[Records for processing Boundary: Start]

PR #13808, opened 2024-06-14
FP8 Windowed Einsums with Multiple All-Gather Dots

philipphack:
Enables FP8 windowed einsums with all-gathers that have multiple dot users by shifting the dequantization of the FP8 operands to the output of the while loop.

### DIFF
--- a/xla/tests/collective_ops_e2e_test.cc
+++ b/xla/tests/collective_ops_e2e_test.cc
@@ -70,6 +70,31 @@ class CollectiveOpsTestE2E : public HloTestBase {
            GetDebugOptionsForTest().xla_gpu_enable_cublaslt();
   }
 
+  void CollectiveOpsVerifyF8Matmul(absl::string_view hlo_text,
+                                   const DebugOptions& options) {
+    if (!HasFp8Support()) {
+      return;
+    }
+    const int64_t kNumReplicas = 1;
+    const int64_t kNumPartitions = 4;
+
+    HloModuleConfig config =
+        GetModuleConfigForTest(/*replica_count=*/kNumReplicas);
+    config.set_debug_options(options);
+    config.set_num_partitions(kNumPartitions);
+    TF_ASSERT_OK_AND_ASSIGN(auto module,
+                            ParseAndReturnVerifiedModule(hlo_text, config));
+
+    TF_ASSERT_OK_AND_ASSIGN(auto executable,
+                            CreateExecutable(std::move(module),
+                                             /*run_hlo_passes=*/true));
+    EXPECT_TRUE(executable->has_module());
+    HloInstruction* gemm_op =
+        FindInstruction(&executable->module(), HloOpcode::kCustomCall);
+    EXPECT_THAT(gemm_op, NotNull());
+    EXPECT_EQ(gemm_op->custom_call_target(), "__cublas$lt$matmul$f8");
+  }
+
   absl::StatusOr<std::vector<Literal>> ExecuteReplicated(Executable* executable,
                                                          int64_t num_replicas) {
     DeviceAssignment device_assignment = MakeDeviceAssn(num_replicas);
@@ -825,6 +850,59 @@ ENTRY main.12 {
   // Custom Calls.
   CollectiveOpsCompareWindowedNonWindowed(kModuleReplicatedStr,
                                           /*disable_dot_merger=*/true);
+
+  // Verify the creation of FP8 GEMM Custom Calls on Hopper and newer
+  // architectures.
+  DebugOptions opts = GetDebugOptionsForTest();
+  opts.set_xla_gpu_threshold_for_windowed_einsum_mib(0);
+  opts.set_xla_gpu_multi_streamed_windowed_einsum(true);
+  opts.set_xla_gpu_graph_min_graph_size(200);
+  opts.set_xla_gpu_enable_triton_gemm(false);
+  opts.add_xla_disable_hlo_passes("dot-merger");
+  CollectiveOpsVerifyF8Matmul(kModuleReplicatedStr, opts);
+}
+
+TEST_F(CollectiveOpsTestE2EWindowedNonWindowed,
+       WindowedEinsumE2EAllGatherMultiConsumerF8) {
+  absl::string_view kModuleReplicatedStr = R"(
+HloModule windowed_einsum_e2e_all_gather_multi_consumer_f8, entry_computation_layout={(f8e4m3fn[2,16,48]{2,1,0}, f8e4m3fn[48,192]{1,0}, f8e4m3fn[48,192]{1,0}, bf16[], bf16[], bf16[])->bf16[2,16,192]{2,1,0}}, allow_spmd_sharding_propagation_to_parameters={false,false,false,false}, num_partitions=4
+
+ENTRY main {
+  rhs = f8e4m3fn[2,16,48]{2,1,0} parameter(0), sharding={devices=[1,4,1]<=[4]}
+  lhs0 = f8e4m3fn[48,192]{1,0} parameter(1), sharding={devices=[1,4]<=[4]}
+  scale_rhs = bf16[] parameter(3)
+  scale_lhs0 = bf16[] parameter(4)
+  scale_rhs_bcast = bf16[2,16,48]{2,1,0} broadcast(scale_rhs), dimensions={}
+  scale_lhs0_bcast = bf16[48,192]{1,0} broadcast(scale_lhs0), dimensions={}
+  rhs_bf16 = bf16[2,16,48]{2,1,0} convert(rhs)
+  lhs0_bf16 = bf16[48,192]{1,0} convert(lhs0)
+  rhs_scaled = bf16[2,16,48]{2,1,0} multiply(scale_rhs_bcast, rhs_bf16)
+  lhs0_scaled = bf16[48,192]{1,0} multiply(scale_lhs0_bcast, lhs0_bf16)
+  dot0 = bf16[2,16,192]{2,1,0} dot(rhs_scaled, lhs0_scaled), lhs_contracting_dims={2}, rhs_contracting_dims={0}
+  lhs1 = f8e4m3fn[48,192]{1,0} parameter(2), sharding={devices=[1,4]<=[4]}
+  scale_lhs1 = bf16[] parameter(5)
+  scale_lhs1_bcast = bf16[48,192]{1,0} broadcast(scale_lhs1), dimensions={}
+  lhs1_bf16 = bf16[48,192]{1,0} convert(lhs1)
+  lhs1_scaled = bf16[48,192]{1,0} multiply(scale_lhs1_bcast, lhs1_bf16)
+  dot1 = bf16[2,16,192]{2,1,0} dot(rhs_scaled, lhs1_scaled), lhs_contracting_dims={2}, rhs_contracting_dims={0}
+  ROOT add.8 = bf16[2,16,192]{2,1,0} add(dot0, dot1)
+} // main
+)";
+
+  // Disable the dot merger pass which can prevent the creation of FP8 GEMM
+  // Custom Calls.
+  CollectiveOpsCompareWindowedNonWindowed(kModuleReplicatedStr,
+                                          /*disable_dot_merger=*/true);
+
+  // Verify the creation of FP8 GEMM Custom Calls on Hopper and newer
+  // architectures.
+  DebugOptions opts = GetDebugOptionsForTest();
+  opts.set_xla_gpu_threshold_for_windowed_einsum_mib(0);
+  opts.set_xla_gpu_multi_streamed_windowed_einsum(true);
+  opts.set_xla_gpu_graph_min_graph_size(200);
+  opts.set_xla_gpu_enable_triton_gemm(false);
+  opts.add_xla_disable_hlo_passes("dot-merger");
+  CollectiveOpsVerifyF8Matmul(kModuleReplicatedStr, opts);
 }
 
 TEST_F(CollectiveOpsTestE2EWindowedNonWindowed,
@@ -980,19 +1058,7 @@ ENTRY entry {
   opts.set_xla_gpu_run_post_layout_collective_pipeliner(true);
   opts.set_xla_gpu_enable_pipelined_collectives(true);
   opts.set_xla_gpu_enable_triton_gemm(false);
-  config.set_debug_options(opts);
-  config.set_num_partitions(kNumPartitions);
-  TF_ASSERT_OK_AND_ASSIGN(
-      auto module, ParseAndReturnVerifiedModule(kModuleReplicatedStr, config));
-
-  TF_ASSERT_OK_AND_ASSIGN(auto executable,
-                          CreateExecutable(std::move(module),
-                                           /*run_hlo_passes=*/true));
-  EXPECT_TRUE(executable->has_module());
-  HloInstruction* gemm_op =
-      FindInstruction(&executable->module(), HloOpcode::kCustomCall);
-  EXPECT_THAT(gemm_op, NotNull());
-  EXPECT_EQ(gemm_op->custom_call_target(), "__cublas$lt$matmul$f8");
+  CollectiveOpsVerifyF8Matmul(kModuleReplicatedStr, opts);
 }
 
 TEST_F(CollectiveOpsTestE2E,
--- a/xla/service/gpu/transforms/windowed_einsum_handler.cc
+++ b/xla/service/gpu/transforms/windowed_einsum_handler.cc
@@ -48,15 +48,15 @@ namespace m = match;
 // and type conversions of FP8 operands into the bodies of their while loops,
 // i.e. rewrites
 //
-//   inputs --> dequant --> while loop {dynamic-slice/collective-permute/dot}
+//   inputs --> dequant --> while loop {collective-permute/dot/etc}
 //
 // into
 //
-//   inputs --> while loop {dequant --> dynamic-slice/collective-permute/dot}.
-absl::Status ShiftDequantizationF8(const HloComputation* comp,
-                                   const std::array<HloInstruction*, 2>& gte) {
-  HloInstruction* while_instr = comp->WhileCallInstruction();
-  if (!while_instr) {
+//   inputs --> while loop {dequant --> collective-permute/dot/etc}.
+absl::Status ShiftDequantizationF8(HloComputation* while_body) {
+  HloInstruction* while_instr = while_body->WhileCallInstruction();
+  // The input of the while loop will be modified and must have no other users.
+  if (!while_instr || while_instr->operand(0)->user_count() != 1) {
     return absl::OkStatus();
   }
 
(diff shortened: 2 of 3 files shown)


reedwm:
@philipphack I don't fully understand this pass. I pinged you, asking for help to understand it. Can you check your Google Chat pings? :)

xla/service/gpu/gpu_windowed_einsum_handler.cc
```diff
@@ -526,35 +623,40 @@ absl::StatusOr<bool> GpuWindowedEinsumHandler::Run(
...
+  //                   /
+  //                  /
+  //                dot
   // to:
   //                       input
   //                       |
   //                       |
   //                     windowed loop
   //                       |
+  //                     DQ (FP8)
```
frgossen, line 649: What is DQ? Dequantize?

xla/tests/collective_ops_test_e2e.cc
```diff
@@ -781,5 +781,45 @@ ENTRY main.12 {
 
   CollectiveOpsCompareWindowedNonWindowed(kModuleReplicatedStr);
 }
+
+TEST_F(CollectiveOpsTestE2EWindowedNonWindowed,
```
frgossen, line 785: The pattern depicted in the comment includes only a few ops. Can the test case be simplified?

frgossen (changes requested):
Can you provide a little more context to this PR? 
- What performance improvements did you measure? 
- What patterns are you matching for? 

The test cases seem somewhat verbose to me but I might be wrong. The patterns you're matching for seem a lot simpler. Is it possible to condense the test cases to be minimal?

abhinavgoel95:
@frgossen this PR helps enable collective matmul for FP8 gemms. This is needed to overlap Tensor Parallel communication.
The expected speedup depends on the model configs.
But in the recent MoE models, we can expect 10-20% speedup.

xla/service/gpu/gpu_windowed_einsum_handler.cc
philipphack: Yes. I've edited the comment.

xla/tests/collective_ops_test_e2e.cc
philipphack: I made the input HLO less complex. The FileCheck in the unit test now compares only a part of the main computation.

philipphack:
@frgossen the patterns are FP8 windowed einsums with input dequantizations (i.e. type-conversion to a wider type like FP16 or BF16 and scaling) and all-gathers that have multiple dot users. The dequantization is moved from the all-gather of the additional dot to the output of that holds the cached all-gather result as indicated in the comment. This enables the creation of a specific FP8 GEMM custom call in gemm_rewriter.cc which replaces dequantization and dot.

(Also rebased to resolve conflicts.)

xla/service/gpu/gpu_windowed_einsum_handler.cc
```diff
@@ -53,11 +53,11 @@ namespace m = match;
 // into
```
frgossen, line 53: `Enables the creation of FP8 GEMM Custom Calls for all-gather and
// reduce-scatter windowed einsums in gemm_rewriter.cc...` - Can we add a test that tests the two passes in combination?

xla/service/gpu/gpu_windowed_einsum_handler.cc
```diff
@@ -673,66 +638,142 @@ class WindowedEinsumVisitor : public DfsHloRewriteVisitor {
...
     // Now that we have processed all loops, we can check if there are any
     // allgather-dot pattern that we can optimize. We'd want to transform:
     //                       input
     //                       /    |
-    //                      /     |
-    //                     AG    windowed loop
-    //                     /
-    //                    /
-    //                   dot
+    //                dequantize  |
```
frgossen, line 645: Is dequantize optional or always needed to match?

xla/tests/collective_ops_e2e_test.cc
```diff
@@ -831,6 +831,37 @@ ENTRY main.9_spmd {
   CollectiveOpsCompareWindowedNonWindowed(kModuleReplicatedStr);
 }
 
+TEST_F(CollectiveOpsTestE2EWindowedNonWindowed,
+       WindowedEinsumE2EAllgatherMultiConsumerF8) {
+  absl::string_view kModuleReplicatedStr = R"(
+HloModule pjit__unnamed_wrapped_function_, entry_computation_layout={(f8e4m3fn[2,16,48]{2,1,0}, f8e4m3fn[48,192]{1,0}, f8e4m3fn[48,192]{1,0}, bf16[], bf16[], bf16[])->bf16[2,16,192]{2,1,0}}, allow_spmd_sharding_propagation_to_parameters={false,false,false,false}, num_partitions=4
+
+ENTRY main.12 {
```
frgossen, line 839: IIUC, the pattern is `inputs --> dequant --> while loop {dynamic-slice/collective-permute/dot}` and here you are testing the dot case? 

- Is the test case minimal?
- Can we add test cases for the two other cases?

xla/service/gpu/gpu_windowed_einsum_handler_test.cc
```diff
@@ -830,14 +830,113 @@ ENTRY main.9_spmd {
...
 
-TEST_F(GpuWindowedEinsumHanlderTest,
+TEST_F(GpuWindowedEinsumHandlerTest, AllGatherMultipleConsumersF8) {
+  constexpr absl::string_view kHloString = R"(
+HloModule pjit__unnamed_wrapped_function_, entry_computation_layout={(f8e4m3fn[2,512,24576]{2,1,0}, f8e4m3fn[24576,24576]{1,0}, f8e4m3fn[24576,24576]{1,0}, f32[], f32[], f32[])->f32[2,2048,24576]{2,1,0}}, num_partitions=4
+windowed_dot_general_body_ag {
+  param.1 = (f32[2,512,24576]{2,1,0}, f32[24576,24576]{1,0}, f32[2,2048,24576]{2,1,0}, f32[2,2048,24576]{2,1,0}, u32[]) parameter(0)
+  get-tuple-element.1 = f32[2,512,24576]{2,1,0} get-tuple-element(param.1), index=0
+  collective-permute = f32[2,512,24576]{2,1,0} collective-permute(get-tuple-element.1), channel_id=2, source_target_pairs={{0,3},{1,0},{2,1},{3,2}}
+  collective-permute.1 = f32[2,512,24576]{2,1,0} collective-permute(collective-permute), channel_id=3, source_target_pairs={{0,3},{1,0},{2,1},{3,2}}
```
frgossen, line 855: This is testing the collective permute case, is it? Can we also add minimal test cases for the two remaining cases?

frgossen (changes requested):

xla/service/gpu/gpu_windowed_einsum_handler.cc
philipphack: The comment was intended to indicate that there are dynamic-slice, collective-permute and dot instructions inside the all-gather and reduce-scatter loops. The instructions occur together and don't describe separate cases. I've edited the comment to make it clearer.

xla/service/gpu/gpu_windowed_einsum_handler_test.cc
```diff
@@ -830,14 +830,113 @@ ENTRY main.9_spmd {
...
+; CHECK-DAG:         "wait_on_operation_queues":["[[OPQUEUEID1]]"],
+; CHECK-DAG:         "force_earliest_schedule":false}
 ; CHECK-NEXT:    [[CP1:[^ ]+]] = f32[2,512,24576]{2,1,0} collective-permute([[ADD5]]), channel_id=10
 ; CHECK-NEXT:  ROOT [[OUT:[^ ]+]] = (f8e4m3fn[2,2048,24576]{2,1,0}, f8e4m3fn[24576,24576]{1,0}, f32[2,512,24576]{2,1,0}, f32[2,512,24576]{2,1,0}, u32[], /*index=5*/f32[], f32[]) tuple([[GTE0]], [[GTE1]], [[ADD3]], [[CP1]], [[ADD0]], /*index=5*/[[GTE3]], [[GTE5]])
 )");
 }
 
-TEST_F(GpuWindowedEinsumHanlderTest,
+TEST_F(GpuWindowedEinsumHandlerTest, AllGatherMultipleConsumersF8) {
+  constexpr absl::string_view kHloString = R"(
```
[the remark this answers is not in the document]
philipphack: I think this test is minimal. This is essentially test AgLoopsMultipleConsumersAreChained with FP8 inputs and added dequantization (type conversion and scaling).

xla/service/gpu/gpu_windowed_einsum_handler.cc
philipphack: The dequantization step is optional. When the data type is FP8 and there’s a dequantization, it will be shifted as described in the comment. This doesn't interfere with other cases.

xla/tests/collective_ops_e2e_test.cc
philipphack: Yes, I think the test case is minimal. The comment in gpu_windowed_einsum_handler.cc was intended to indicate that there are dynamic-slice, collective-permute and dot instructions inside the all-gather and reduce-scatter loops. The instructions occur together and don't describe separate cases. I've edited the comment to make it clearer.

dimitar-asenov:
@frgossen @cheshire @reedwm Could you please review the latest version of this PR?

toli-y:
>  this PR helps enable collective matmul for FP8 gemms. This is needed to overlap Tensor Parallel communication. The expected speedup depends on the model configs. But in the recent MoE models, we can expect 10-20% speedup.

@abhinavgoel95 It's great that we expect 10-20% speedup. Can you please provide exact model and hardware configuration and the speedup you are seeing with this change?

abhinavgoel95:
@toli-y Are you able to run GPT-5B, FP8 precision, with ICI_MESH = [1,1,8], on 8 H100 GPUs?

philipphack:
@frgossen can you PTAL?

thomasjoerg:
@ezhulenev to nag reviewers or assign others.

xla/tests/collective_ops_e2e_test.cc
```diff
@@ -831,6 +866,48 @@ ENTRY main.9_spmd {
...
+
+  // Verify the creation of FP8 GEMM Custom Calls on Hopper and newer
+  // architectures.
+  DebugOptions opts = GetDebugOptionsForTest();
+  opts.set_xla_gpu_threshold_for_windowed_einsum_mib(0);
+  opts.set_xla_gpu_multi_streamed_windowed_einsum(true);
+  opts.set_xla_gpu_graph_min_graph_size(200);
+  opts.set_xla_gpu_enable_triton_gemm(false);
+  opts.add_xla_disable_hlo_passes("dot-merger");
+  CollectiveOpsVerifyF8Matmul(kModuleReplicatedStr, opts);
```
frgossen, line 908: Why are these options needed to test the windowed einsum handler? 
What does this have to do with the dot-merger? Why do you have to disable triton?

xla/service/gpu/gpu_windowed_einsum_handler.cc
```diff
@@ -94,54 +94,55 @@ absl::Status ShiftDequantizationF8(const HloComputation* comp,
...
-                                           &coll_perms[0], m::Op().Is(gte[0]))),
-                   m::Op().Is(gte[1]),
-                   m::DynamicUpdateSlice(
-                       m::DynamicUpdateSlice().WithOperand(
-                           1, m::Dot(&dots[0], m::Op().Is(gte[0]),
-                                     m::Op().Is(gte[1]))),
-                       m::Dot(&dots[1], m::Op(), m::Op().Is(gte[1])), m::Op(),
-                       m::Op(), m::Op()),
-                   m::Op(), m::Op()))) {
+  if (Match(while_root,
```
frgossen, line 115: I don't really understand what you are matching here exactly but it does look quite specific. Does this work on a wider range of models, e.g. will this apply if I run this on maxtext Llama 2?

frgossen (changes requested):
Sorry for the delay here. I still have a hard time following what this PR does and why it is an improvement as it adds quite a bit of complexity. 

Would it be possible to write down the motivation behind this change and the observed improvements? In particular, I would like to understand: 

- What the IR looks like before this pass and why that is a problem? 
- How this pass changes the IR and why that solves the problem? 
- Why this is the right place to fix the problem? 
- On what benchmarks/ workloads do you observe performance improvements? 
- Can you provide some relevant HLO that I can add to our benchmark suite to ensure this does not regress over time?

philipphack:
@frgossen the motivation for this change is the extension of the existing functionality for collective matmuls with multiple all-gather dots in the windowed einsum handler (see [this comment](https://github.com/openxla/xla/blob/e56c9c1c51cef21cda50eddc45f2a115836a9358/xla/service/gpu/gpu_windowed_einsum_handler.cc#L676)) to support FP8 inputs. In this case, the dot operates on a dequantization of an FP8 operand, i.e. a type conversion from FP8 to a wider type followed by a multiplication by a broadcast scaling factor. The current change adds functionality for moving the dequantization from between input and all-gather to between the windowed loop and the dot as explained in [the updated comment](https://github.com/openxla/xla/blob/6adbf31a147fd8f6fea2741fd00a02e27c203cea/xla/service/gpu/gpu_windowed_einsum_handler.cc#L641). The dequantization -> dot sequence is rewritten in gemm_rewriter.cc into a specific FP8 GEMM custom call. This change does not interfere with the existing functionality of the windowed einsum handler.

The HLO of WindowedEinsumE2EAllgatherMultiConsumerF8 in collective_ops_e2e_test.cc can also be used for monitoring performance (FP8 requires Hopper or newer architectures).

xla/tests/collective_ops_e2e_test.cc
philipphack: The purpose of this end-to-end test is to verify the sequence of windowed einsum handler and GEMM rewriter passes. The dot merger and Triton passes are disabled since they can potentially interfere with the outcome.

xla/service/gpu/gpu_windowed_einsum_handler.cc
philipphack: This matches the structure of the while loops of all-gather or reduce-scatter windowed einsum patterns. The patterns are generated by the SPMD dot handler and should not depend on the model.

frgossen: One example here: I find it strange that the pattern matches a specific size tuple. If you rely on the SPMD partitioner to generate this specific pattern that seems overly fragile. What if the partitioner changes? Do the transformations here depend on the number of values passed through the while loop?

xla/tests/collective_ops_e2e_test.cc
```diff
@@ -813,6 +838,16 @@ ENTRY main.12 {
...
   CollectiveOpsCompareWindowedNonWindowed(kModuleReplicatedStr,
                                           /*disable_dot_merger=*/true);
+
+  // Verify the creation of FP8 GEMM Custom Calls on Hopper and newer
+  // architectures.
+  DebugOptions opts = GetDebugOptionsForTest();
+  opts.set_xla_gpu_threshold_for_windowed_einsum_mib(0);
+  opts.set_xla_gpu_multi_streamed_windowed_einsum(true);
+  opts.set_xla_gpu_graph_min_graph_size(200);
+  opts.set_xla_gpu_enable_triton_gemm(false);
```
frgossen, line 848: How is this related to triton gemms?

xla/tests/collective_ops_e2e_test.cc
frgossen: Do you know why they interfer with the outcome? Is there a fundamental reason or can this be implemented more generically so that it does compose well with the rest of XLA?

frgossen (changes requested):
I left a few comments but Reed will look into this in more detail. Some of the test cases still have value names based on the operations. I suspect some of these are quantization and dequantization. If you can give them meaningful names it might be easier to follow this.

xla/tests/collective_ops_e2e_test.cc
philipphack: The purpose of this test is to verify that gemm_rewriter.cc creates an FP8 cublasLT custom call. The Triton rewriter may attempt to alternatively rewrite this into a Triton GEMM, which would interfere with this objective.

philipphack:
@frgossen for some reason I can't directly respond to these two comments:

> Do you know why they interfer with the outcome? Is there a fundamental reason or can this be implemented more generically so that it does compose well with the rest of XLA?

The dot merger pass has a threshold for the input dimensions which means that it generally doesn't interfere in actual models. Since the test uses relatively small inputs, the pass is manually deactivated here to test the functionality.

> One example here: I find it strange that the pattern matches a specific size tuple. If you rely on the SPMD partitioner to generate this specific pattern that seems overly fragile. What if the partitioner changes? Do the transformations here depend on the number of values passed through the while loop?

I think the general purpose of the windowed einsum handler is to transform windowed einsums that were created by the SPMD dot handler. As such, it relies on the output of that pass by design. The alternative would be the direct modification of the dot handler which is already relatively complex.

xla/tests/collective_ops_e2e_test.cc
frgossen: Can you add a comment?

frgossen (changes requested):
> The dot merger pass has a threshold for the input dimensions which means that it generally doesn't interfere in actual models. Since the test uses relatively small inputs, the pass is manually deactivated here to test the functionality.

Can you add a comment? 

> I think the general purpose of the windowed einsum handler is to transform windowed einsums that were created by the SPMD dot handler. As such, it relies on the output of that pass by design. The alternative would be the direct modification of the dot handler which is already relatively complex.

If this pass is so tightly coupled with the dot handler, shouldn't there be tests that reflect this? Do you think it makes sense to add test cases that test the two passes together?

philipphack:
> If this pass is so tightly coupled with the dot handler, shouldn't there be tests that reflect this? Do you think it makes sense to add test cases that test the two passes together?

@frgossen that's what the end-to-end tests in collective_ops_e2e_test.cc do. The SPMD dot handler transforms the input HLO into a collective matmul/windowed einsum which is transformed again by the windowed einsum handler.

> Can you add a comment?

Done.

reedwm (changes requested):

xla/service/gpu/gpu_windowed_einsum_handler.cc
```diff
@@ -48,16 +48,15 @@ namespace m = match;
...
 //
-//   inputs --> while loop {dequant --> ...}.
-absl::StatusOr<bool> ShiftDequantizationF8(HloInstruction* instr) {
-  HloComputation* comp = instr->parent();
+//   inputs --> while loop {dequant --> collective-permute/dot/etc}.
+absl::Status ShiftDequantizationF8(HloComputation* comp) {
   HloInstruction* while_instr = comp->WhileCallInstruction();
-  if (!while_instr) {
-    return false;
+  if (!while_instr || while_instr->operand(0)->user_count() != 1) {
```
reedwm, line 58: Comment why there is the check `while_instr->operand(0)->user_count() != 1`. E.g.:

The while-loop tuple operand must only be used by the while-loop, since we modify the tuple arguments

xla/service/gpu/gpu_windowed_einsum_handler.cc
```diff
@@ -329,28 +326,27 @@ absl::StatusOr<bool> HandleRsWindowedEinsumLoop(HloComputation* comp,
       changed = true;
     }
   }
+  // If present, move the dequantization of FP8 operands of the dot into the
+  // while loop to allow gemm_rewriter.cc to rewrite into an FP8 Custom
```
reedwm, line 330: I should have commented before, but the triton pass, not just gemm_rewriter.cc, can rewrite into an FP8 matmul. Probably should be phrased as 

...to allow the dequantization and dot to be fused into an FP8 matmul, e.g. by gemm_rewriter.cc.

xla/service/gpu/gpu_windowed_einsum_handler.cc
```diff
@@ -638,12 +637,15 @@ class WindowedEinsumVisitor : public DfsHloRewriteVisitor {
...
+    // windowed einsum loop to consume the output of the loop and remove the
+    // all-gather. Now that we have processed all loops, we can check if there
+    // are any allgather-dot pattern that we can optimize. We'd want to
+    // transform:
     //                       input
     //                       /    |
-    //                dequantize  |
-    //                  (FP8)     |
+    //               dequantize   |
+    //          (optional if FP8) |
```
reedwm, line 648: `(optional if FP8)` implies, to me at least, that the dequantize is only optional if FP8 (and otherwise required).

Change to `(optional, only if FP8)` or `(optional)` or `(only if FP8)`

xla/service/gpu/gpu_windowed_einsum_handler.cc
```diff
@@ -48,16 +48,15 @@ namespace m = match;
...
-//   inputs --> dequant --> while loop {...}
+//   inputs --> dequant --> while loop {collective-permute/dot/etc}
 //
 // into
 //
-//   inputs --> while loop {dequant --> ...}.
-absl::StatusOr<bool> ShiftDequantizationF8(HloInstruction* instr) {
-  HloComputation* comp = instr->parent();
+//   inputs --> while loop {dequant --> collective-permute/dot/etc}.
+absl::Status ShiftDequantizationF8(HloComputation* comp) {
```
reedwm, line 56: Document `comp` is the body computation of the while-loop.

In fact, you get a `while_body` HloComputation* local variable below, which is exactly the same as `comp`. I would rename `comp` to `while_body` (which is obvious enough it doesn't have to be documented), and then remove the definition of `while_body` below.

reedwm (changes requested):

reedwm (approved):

[Records for processing Boundary: End]
[Records for processing Boundary: Start]

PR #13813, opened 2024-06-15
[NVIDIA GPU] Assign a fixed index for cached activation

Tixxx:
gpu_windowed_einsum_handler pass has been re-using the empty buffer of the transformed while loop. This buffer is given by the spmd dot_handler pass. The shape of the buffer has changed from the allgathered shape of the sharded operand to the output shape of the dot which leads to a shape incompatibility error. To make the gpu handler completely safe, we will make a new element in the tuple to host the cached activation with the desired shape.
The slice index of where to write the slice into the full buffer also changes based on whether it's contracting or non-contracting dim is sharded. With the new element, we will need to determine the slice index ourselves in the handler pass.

[Records for processing Boundary: End]
[Records for processing Boundary: Start]

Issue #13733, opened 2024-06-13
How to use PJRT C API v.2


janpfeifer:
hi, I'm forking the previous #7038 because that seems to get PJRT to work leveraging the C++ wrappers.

[Records for processing Boundary: End]

● **Exercise description**: How many lines in the data contain "reflect"? Answer with the number alone.

● **Solution to the problem**: 2